We will use GenServers so the final result ends up in a very simple and elegant implementation.
The premises are:
- You make the request:
- The request went through. Great, do the next request in 5 seconds.
- The request didn't go through, we'll try again in 25 seconds (5^2).
Now we could do this to infinity but let's do a smarter implementation with an allowlist and blocklist for the stores that return n
unsuccessful requests so we don't have an infinite waiting time for the next request
- You make the request :
- The request went through.
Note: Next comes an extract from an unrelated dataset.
PR #21, opened 2018-10-18
Dispose instances in a reversed order of their creation

davehl7:
Sequence of BDD steps can create instances potentially used for dependency injection in next steps. Newer instances can depend on the older ones, so the order of disposing instances should not be random (as in case of Dictionary<_,_>), but strictly deterministic, here in a order reversed to instance creation.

Great, do the next request in 5 seconds.
- The request didn't go through, we'll try again in 25 seconds (5^2) and you get a ticket (1).
- The request didn't go through and you already have 3 tickets, you're going on the blocklist.
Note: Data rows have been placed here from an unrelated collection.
PR #22, opened 2018-10-19
Enable linux build

mchaloupka:
To enable linux build I had:
* Removed usage of paket (because it requires mono)
* Added condition for build that on linux only .net core targets are built
* Update build.fsx to reflect the above

Moreover, I have enabled linux build for AppVeyor. It does not make sense to have multiple linux builds. It is just for consideration how it looks.

Disadvantage of this change is losing paket functionality (synchronization of nuget reference versions). Advantage is simplification of usage as now it is not anything extra needed to build it (except .NET Core SDK on all platforms and .NET 4.5.2 target on Windows). Moreover, it gives option mentioned by @bartelink to have various dependencies for targets.

What do you think about this change?


michalkovy:
It is good to have Linux build working.

I wouldn't stop supporting Mono, I think it is still very valuable platform and usable in scenarios where .NET Core isn't. The proposed change removes it.

I like Paket, I agree that it's value is lower with .NET Core. I like that you fix by this the Linux build. However, it doesn't mean I wouldn't like to reintroduce it once Mono is fixed or there is .NET Core version of Paket. But it is just personal opinion, I am fine with it. And Paket supports different versions of dependencies for various targets (see https://github.com/fsprojects/Paket/pull/3046/files).

mchaloupka:
First of all, this pull request is to open discussion.

To be honest, I think that if we will be able to rework the emits in a way that it will work similarly even under netstandard, then we can remove the net45 target completely. That means that mono will not be needed for anything.

Right now, it does not remove Mono support. It just removes the ability to compile net45 targets under Mono. The nuget still can be used under Mono.

The only question is whether we want to use paket or not. If so, then we need to have working paket under Mono again. Or we need to get paket running without Mono.

michalkovy:
I think it is great that you opened the discussion.

You are right that Mono is still supported for client usage even with this change. However, I also value ability of being compiling and testing TickSpec itself using Mono. Even, if we had .NET Standard version of TickSpec only it is good to support using Mono for both .NET Standard compilation and .NET45 tests running.

bartelink:
You have more knowledge and context, but based on my knowledge, that makes sense so feel free to go ahead with that if you see fit.

build.fsx
```diff
@@ -25,46 +35,50 @@ module Xml =
...
+    module NUnit =
+        let run () =
+            !! "**/*.fsproj"
+            ++ "**/*.csproj"
+            |> Seq.choose (Analysis.projectReferencing "NUnit")
+            |> Seq.iter (fun p -> p |> DotNet.test (fun o ->
+                { o with 
+                    Configuration = DotNet.BuildConfiguration.Release
+                    NoBuild = true
+                    Framework = if Environment.isWindows then None else Some "netcoreapp2.1"}))
```
michalkovy: is this condition still needed after your changes?

build.fsx
```diff
@@ -25,46 +35,50 @@ module Xml =
...
+    module XUnit = 
+        let run () =
+            if Environment.isWindows then
```
michalkovy: is this condition still needed after your changes?

build.fsx
mchaloupka: No, I have removed it.

build.fsx
mchaloupka: It seems that the condition can be similar to the one that was for NUnit. It seems that the netcoreapp2.1 works. However, the net452 does not work. There seems to be some issue in the xUnit library. It looks like it uses .NET remoting and it fails on Mono.

See output of the following build: https://travis-ci.org/fsprojects/TickSpec/jobs/446042499
The issue is already reported:
https://github.com/xunit/xunit/issues/1357

And the author response is as follows:
> I'm almost 100% sure that Mono is not officially supported for dotnet test (we certainly don't make any effort to support it).
Therefore, I will keep the exception for net452 based tests for xUnit on Mono. Moreover, if we encounter Mono issues with nUnit tests then I will return the exception even to the tests for nUnit on Mono. Or we will then consider to remove Mono completely if it will not be supported by the test frameworks anyway.

PR #24, opened 2018-10-22
Feature/nuget symbols

mchaloupka:
Modifying the nuget creation to include sources and generating a symbols package. Moreover, turning on the generation of xml codedoc.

Cool so how do I implement this in Elixir?
Well, it's pretty easy!
We can have this structure :
- GenServer for the Stores
- GenServer for the Allowlist
- GenServer for polling each store
GenServer for the stores
In this, we have the main GenServer that will create the allowlist, and each of the polling store processes.
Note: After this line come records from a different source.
PR #28, opened 2018-10-31
Enable .NET Framework features again.

mchaloupka:
The .NET Framework features (ScenarioGen and FeatureGen) were commented out for .NET Core but the used definition was missing for .NET Framework. So, the code was actually never used. This is returning it back.

### DIFF
--- a/TickSpec/FeatureGen.fs
+++ b/TickSpec/FeatureGen.fs
@@ -1,6 +1,6 @@
 ﻿namespace TickSpec
 
-#if NET45
+#if !NETSTANDARD2_0
 open System
 open System.Collections.Generic
 open System.Diagnostics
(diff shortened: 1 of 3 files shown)


michalkovy:
Wasn't this actually broken by upgrade to .NET 4.5.2? I think we should either use define NET452 or start using new define which is version independent like NETFRAMEWORK

mchaloupka:
> Wasn't this actually broken by upgrade to .NET 4.5.2?

No

> I think we should either use define NET452 or start using new define which is version independent like NETFRAMEWORK

NETFRAMEWORK sounds good to me.

michalkovy:
I still don't agree with your evaluation what it broke, see: https://docs.microsoft.com/en-us/dotnet/standard/frameworks#how-to-specify-target-frameworks

mchaloupka:
Hmm, I have tried it and maybe I missed one of the definitions. See the updated variant.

If you don't know, a GenServer is implemented in two parts: the client API and the server callbacks. If you want to learn more check this blog post on concurrency mechanisms in Elixir that I did a while back.
At the public API level, we only need a way to get the prices. This is the objective of this module, get prices.
defmodule Project.Stores do
def prices do
GenServer.call(__MODULE__, :prices)
end
# ....
end
On the private callback side, we need to support the public price call (of course) and the refresh callback to update the allow list.
The price call is gonna query the allowlist for the prices of the stores that are currently available and answering to our queries.
defmodule Project.Stores do
# ...
# private API
def handle_call(:prices, _from, %{allowlist: allowlist} = state),
do: {:reply, Stores.Allowlist.list(allowlist), state}
def handle_info(:refresh, %{period: period, allowlist: allowlist} = state) do
case API.list_stores() do
{:ok, stores} ->
start_store_polling(stores, allowlist)
error ->
error
end
schedule_work(period)
{:noreply, state}
end
# ...
end
Finally, we can have private functions like starting the polling GenServer for each store and a function to periodically wake up the process by sending a message to self.
This message will be caught by the handle_info on the private callback allowing for a refresh of the stores.
defmodule Project.Stores do
# ...
defp start_store_polling(stores, allowlist) do
for store <- stores do
Stores.Polling.start_link(store, allowlist)
end
end
defp schedule_work(period), do: Process.send_after(self(), :refresh, period)
end
GenServer for the allowlist
This allowlist will both keep all the current stores that are responding as well as their prices and a quarantine list for stores that may be removed if they keep failing to respond. With this we need the public API to support adding a store, adding its price, removing a store, quarantining a store, and finally listing the stores and prices.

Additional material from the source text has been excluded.